* _Exercise directions_
The required result is a copy of each line below in which "then" appears.

===== Data under study

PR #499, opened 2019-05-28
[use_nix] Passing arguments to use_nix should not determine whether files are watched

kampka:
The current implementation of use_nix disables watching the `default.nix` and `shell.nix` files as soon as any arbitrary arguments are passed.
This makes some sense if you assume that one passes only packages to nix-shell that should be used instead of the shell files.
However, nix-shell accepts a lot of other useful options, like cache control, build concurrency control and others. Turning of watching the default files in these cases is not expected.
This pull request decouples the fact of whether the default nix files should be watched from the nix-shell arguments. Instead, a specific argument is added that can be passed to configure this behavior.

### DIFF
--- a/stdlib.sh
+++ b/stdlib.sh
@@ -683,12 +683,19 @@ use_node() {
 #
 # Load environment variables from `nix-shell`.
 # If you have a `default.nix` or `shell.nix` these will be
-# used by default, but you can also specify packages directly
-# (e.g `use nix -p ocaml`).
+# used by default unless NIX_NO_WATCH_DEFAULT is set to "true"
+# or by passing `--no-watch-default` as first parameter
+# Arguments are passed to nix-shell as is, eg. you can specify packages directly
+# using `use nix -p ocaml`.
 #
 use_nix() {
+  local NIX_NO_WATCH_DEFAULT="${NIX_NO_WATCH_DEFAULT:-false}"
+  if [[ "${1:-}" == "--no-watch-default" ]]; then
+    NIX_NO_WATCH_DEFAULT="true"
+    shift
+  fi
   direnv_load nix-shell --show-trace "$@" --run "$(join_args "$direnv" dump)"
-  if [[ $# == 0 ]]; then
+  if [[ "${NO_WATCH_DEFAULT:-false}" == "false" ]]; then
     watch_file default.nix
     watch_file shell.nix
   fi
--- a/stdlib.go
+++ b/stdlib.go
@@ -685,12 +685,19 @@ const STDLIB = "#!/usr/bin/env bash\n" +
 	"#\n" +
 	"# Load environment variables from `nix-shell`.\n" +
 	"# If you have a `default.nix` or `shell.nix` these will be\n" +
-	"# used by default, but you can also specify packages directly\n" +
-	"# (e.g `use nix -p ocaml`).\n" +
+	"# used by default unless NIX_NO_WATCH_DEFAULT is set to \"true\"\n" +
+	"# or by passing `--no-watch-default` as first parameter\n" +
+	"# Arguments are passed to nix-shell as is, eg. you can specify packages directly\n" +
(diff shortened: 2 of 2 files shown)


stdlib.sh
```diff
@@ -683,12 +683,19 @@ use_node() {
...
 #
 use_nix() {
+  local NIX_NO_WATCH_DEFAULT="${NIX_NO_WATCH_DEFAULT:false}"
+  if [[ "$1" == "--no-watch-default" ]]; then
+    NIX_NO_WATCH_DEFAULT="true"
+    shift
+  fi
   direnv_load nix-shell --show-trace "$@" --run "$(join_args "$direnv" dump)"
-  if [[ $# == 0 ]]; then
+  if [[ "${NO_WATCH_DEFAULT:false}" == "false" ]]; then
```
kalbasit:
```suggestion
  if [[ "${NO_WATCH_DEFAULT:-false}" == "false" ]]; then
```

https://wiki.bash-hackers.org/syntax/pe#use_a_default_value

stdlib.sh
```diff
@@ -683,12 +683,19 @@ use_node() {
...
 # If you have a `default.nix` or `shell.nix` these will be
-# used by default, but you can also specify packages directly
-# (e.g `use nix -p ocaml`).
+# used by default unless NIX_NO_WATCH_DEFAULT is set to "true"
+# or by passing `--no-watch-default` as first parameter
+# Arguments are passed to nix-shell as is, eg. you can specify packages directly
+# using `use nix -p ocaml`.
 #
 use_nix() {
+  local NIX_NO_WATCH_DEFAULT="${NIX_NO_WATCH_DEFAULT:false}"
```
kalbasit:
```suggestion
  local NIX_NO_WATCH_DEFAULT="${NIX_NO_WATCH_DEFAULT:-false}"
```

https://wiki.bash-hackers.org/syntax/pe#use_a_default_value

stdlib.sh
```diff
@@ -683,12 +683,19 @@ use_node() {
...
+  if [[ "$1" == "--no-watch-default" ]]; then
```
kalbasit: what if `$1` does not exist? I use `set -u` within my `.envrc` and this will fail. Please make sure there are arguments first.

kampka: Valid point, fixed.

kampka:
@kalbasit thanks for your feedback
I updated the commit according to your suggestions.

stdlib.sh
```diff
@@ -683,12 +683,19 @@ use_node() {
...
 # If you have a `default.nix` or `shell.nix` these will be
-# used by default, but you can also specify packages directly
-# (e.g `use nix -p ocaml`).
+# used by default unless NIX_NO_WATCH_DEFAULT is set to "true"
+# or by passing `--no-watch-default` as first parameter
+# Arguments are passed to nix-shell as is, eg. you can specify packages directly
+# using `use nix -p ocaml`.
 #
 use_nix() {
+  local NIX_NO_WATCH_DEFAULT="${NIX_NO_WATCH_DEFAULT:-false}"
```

==========

* _Written answer_
+  if [[ "${1:-}" == "--no-watch-default" ]]; then
-  if [[ $# == 0 ]]; then
+  if [[ "${NO_WATCH_DEFAULT:-false}" == "false" ]]; then
+  if [[ "$1" == "--no-watch-default" ]]; then
-  if [[ $# == 0 ]]; then
+  if [[ "${NO_WATCH_DEFAULT:false}" == "false" ]]; then
  if [[ "${NO_WATCH_DEFAULT:-false}" == "false" ]]; then
+  if [[ "$1" == "--no-watch-default" ]]; then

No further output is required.